PR #13190, opened 2024-06-07
Fix multi-asic lldp fix

patrickmacarthur:
### Description of PR

Summary:
Fixes # (issue)

### Type of change

- [x] Bug fix

### Back port request
- [ ] 202012
- [ ] 202205
- [ ] 202305
- [ ] 202311
- [x] 202405

The global variable` _DEFAULT_SERVICES` will affect any future `MultiAsicSonicHost` instances for the test; this means that if this runs for the supervisor instance first then lldp gets incorrectly added for the linecard instances.

#### How did you do it?
Fix this by just modifying the local `service_list` that we're making anyways.

Tested manually on 202405 on Arista hardware and verified that the pre-sanity check does not fail because the lldp service is not running.

### DIFF
--- a/tests/common/devices/multi_asic.py
+++ b/tests/common/devices/multi_asic.py
@@ -65,7 +65,7 @@ class MultiAsicSonicHost(object):
         service_list = []
         active_asics = self.asics
         if self.sonichost.is_supervisor_node():
-            self._DEFAULT_SERVICES.append("lldp")
+            service_list.append("lldp")
             if self.get_facts()['asic_type'] != 'vs':
                 active_asics = []
                 sonic_db_cli_out = \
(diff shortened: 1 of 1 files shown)


kenneth-arista:
@arlakshm

arlakshm:
@patrickmacarthur, lldp is service is expected to run on linecard, correct?

abdosi:
> @patrickmacarthur, lldp is service is expected to run on linecard, correct?

@arlakshm with my recent change lldp will only run for asic instance not on host for multi-asic platforms.

abdosi:
> > @patrickmacarthur, lldp is service is expected to run on linecard, correct?
> 
> @arlakshm with my recent change lldp will only run for asic instance not on host for multi-asic LC platforms.

arlakshm (approved):

abdosi (approved):

PR #14458, opened 2024-09-06
Ignore expected syslog error from xcvrd while using copper cables

AnantKishorSharma:
### Description of PR
Ignore below expected xcvrd errors that gets logged when using copper cables.
```
Jul  3 15:24:06.737771 str3-8101-02 ERR pmon#xcvrd[30]: CMIS: Ethernet36: no suitable app for the port appl 0 host_lane_count 4 host_speed 100000
```

Summary:
Ignore below expected xcvrd errors when using copper cables.

Fixes # 

### Type of change
- [ ] Bug fix

### Back port request
- [ ] 201911
- [ ] 202012
- [ ] 202205
- [ ] 202305
- [x] 202311
- [x] 202405

These errors expected when using copper cables and should be ignored.

#### How did you do it?
Added this error in ignore list.

Verification with different speed/lane is work in progress

NA

NA

### Documentation
NA


AnantKishorSharma:
Hi @kevinskwang , please review

ansible/roles/test/files/tools/loganalyzer/loganalyzer_common_ignore.txt
```diff
@@ -3,6 +3,7 @@ r, ".* INFO ntpd.*kernel reports TIME_ERROR: 0x41: Clock Unsynchronized.*"
 r, ".* ERR liblogging-stdlog: omfwd: error 11 sending via udp: Resource temporarily unavailable.*"
 r, ".* ERR syncd\d*#syncd: brcm_sai_get_port_stats:.* port stats get failed with error.*"
 r, ".* ERR pmon#xcvrd.*for checking mux_cable .* side, eeprom read returned a size.*"
+r, ".* ERR pmon#xcvrd.*no suitable app for the port appl 0 host_lane_count 4 host_speed 100000.*"
```
kevinskwang, line 6: why don't you just add this ignore in the failed case? 
and the value of lane_count and host_speed is hard coded for all platforms?

AnoopKamath: @kevinskwang : The lane count and host speed values depend on the port configuration. 
For example, lane count can be 8 and host speed can be 400G. We then try to match these values with the application codes available in the module. If a suitable app code is not found (as in the case of DAC cables which may not have a listed application code), XCVRD will throw an error: 'no suitable app for the port appl'. The TX is enabled by default on these modules, so the link comes up automatically.

Additionally, DAC cables typically use a flat memory model, and there is a check in XCVRD to skip the CMIS FSM for these. However, it appears that some modules do not advertise themselves as flat memory modules. It may be beneficial to create an enhancement to check another field to validate if it is a copper module.

kevinskwang: I know different speed have different lane count. I mean why you hard code the lane count and speed in this error message? So we just need to ignore for 100G, the issue will not be there for 400G?

And should we just move this error ignore in the specific test cases?

AnoopKamath: Yes. this can be seen on various speed and lane count. I will check with @AnantKishorSharma to fix this.

AnantKishorSharma: Moved it to specific test case and changed the regex, please review

kevinskwang (approved):

Issue #11682, opened 2024-02-10
[DNX][202205] testQosSaiLossyQueue: Sees RX_DRP increment when filling the VOQ


arista-nwolfe:
testQosSaiLossyQueue fails with the following exception:
```
FAIL: sai_qos_tests.LossyQueueTest
----------------------------------------------------------------------
Traceback (most recent call last):
  File "saitests/py3/sai_qos_tests.py", line 3430, in runTest
    assert(recv_counters[cntr] <= recv_counters_base[cntr] + COUNTER_MARGIN)
AssertionError
```

It indicates that we receive `RX_DRP` packets when we were filling up the VOQ:
`recv_counters_base: 321813, recv_counters: 533016`

The reason we see `RX_DRP`s is because the port-channel goes down while we're sending the packets.
This results in the packet not having a destination and is therefor dropped.

The reason the port-channel goes down is because this test requires disabling TX on the egress port (a member of a port-channel):
`self.sai_thrift_port_tx_disable(self.dst_client, asic_type, [dst_port_id])`
https://github.com/sonic-net/sonic-mgmt/blob/202205/tests/saitests/py3/sai_qos_tests.py#L3386
This will result in the TX LACP packets to stop egressing, so after 3 LACP packets are missed (60-90s) on the server side the LAG is torn down.

I timed how long it takes the test to send all it's packets (2,396,544) to fill up the VOQ:
Sending Packets 2024-02-09 22:49:53.234339
Packets Finished 2024-02-09 22:55:25.925242
It takes over 5 minutes to send these packets so the LAG has plenty of time to LACP timeout.

I'm able to see this issue just by disabling TX and waiting:
```
(Pdb) self.sai_thrift_port_tx_disable(self.dst_client, asic_type, [dst_port_id])
...
Feb  9 22:35:22.592837 cmp314-3 NOTICE swss0#orchagent: :- updatePortOperStatus: Port PortChannel102 oper state set from up to down
```

kenneth-arista:
@arlakshm

arlakshm:
Fixed in [#14469](https://github.com/sonic-net/sonic-mgmt/pull/14469)

PR #14469, opened 2024-09-07
[QoS]Increasing LACP timer for lag ports for broadcom-dnx neighbor EOS host   

ansrajpu-git:
### Description of PR

Intermittently testQosSaiLossyQueue tests fails due to Port-channel flap on broadcom-dnx T2 Voq chassis.
The reason the port-channel goes down is because this test requires disabling TX on the egress port (which is a member of a port-channel)
With the huge buffer-size, it takes a longer time to send packets . This will result in the TX LACP packets to stop egressing, so after 3 LACP packets are missed (~90s) on the server side the LAG is torn down.

Issue # https://github.com/sonic-net/sonic-mgmt/issues/11682
Summary:
Fixes # (issue)

### Type of change

- [ ] Bug fix

### Back port request
- [ ] 202012
- [x] 202205
- [ ] 202305
- [ ] 202311
- [x] 202405

Intermittently testQosSaiLossyQueue tests fails due to Port-channel flap
#### How did you do it?
The lacp timer multiplier on the EOS host is configurable.
By default, timeout is 30 secs with a failure tolerance of 3. 
We changed the multiplier to an increased value to hold the connectivity for some time until all packets are sent.
And revert the changes after test case execution.

Executed qos test cases and verfiy the results.

### DIFF
--- a/tests/qos/qos_sai_base.py
+++ b/tests/qos/qos_sai_base.py
@@ -27,6 +27,7 @@ from tests.ptf_runner import ptf_runner
 from tests.common.system_utils import docker  # noqa F401
 from tests.common.errors import RunAnsibleModuleFail
 from tests.common import config_reload
+from tests.common.devices.eos import EosHost
 
 logger = logging.getLogger(__name__)
 
@@ -2546,6 +2547,7 @@ class QosSaiBase(QosBase):
         yield
         return
 
+
     @pytest.fixture(scope="class", autouse=False)
     def tc_to_dscp_count(self, get_src_dst_asic_and_duts):
         duthost = get_src_dst_asic_and_duts['src_dut']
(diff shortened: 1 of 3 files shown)


ansrajpu-git:
@vmittal-msft .Please review.

abdosi:
can we run this test on dest being non portchanne ?

arlakshm:
@ansrajpu-git, can you fix the pre-commit failures?

ansrajpu-git:
@arlakshm, please review all checked passed now.

vmittal-msft:
@ansrajpu-git Looks like this change won't work if fanout is non EOS ?

ansrajpu-git:
> @ansrajpu-git Looks like this change won't work if fanout is non EOS ?

@vmittal-msft , setting Lacp timer is not supported for vsonic neighbors

vmittal-msft:
@ansrajpu-git how about any other HW vendor fanout switches?

ansrajpu-git:
> @ansrajpu-git how about any other HW vendor fanout switches?

@vmittal-msft , For EOS based VMs, these changes should work. For vsonic based VMs, we are skipping the test. These changes are only for broadcom-dnx platform.

vmittal-msft (approved):

arlakshm (approved):

arlakshm:
@yejianquan can you please approve this change for 202405. This changes is for DNX platforms only

tests/qos/qos_sai_base.py
```diff
@@ -2572,3 +2573,49 @@ def isLonglink(self, dut_host):
...
+                              request):
+        if request.config.getoption("--neighbor_type") == "sonic":
+            yield
+            return
+
+        if ('platform_asic' in dutTestParams["basicParams"] and
+                dutTestParams["basicParams"]["platform_asic"] == "broadcom-dnx"):
+            src_dut = get_src_dst_asic_and_duts['src_dut']
+            dst_dut = get_src_dst_asic_and_duts['dst_dut']
+            if src_dut.sonichost.is_multi_asic and dst_dut.sonichost.is_multi_asic:
```
arista-nwolfe, line 2588: What's the reason we only want to do this increase on multi-asic systems? The LACP timeout issue is a problem on single-asic systems as well right?

bingwang-ms:
Pending on #15778

sdszhang:
@Javier-Tan this is the prerequisite for #16224, can you cherry pick this into 202405-msft? Thanks.

@rlhui @vmittal-msft for viz.

Javier-Tan:
> @Javier-Tan this is the prerequisite for #16224, can you cherry pick this into 202405-msft? Thanks.
> 
> @rlhui @vmittal-msft @yejianquan for viz.

Ack

yejianquan:
only for chassis, only go to 202405-msft rather than 202405

PR #14475, opened 2024-09-09
Add static route ASIC DB check for test_nhop_group test

echuawu:
### Description of PR
Add the static route ASIC DB validation in cases of weak switch

Summary:
Fixes # (issue)

### Type of change

- [x] Bug fix

### Back port request
- [ ] 202012
- [ ] 202205
- [ ] 202305
- [ ] 202311
- [x] 202405

For some weak CPU switch, such as Mellanox SN2700 with A0 chip type. The fixed 15 seconds is not enough to handle a bunch of BGP route add/delete and static route add/delete. So the case would failed from time to time.
#### How did you do it?
Add a ASIC DB check for the static route validation.
Run it in internal regression.

### DIFF
--- a/tests/ipfwd/test_nhop_group.py
+++ b/tests/ipfwd/test_nhop_group.py
@@ -324,6 +324,17 @@ def build_pkt(dest_mac, ip_addr, ttl, flow_count):
     return pkt, exp_packet
 
 
+def validate_asic_route(duthost, route, exist=True):
+    logger.info(f"Checking ip route: {route}")
+    asic_info = duthost.shell(f'redis-cli -n 1 keys "ASIC_STATE:SAI_OBJECT_TYPE_ROUTE_ENTRY:*{route}*"',
+                              module_ignore_errors=True)["stdout"]
+    if route in asic_info:
+        logger.info(f"Matched ASIC route: {asic_info}")
+        return exist is True
+    else:
+        return exist is False
+
+
 def test_nhop_group_member_count(duthost, tbinfo, loganalyzer):
     """
     Test next hop group resource count. Steps:
@@ -534,8 +545,9 @@ def test_nhop_group_member_order_capability(duthost, tbinfo, ptfadapter, gather_
             nhop.add_ip_route(ip_prefix, ips)
 
             nhop.program_routes()
-            # wait for routes to be synced and programmed
-            time.sleep(15)
+
+            pytest_assert(wait_until(60, 5, 0, validate_asic_route, duthost, ip_prefix),
+                          f"Static route: {ip_prefix} is failed to be programmed!")
 
             ptfadapter.dataplane.flush()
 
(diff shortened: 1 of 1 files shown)


bingwang-ms:
@abdosi @prsunny Can you help review?

tests/ipfwd/test_nhop_group.py
```diff
@@ -325,6 +325,17 @@ def build_pkt(dest_mac, ip_addr, ttl, flow_count):
     return pkt, exp_packet
 
 
+def validate_asic_route(duthost, route, exist=True):
+    logger.info(f"Checking ip route: {route}")
+    asic_info = duthost.shell(f'redis-cli -n 1 keys "ASIC_STATE:SAI_OBJECT_TYPE_ROUTE_ENTRY*" | grep {route}',
+                              module_ignore_errors=True)["stdout"]
```
bingwang-ms, line 331: Why not put the route into the key of ASIC_DB, like this 
```redis-cli -n 1 keys "ASIC_STATE:SAI_OBJECT_TYPE_ROUTE_ENTRY:{route}```

Comment (echuawu) [reply tests/ipfwd/test_nhop_group.py:331]: Just keep the original class IPRoutes unchanged. If change the way of add route, then all the methods in IPRoutes should be changed as well. It would take more efforts, so I choose to validate the static route from asic db.

Comment (bingwang-ms) [reply tests/ipfwd/test_nhop_group.py:331]: Maybe it's better to add the key to the redis command? grep is not reliable sometimes because of some unexpected output.
```
redis-cli -n 1 keys "ASIC_STATE:SAI_OBJECT_TYPE_ROUTE_ENTRY|{route}
```

Comment (echuawu) [reply tests/ipfwd/test_nhop_group.py:330]: > Maybe it's better to add the key to the redis command? grep is not reliable sometimes because of some unexpected output.
> 
> ```
> redis-cli -n 1 keys "ASIC_STATE:SAI_OBJECT_TYPE_ROUTE_ENTRY|{route}
> ```

@bingwang-ms , updated as your comments.

File: tests/ipfwd/test_nhop_group.py [hunk 2]
```diff
@@ -324,6 +324,17 @@ def build_pkt(dest_mac, ip_addr, ttl, flow_count):
     return pkt, exp_packet
 
 
+def validate_asic_route(duthost, route, exist=True):
+    logger.info(f"Checking ip route: {route}")
+    asic_info = duthost.shell(f'redis-cli -n 1 keys "ASIC_STATE:SAI_OBJECT_TYPE_ROUTE_ENTRY:*{route}*"',
```
bingwang-ms, line 329: Why do we need `*` here?

echuawu: @bingwang-ms , it's based on the test result.
image

bingwang-ms (approved):

PR #14476, opened 2024-09-09
Relocate `gu_utils.py` to `tests/common` for dependency reduction

yutongzhang-microsoft:
### Description of PR

Several scripts import the `gu_utils.py` module from the `generic_config_updater` folder. To minimize cross-module dependencies, we move this module to the tests/common folder.

Summary:
Fixes # (issue)

### Type of change

- [ ] Bug fix

### Back port request
- [ ] 202012
- [ ] 202205
- [ ] 202305
- [ ] 202311
- [ ] 202405

Several scripts import the `gu_utils.py` module from the `generic_config_updater` folder. To minimize cross-module dependencies, we move this module to the tests/common folder.

#### How did you do it?
Move the module `gu_utils.py` to the `tests/common` folder


tests/common/gu_utils.py
```diff
@@ -16,7 +16,7 @@
 
 BASE_DIR = os.path.dirname(os.path.realpath(__file__))
 FILES_DIR = os.path.join(BASE_DIR, "files")
-TEMPLATES_DIR = os.path.join(BASE_DIR, "templates")
+TEMPLATES_DIR = os.path.join(BASE_DIR, "../generic_config_updater/templates")
```
xwjiang-ms, line 19: There would still have dependency issue because the template is under generic_config_updater/, how about separate gu_utils.py into 2 files? File under common/ contains functions shared by all modules, file under generic_config_updater/ contains functions and templates using by gcu module

yutongzhang-microsoft: I think this is not a good idea, which will cause many duplicate code.

yutongzhang-microsoft: I can also refactor this templates file

yutongzhang-microsoft: I can also refactor these templates

xwjiang-ms: It won't cause duplicate code, for example, you can put function `apply_patch` under common/, and leave function related to gcu, then they can import `apply_patch` from common/
For refactor templates, I think it doesn't make sense if you move templates to common/ but they were only used by gcu, @wangxin do you have any suggestion?

yutongzhang-microsoft: Oh, I get what you mean, let me fix it.

xwjiang-ms (approved):
LGTM

StormLiangMS (approved):
LGTM

PR #14497, opened 2024-09-10
Add a loop check of loopback route after config reload for script test_traffic_shift.py

echuawu:
### Description of PR
Add a loop check of loopback route after config reload for script test_traffic_shift.py.
It would loop check the loopback route after port all up in a config reload.
And it would make the test more stable.

Summary:
Fixes # (issue)

### Type of change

- _Exercise directions_
Copy each line in the data that holds the word "dutTestParams".

- _Completed task_
+        if ('platform_asic' in dutTestParams["basicParams"] and
+                dutTestParams["basicParams"]["platform_asic"] == "broadcom-dnx"):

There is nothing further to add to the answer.